→ WHAT TO DO: In these records, how many lines contain "feed"? Please reply with the number only.

--- DATA FOR REVIEW Enclosed Below ---

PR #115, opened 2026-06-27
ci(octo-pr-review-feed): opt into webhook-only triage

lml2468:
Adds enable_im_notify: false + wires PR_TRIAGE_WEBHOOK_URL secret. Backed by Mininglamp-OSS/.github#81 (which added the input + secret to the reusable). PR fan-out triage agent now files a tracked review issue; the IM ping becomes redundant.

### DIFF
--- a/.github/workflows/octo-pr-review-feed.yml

--- End of Enclosed DATA FOR REVIEW ---

→ YOUR SOLUTION: 2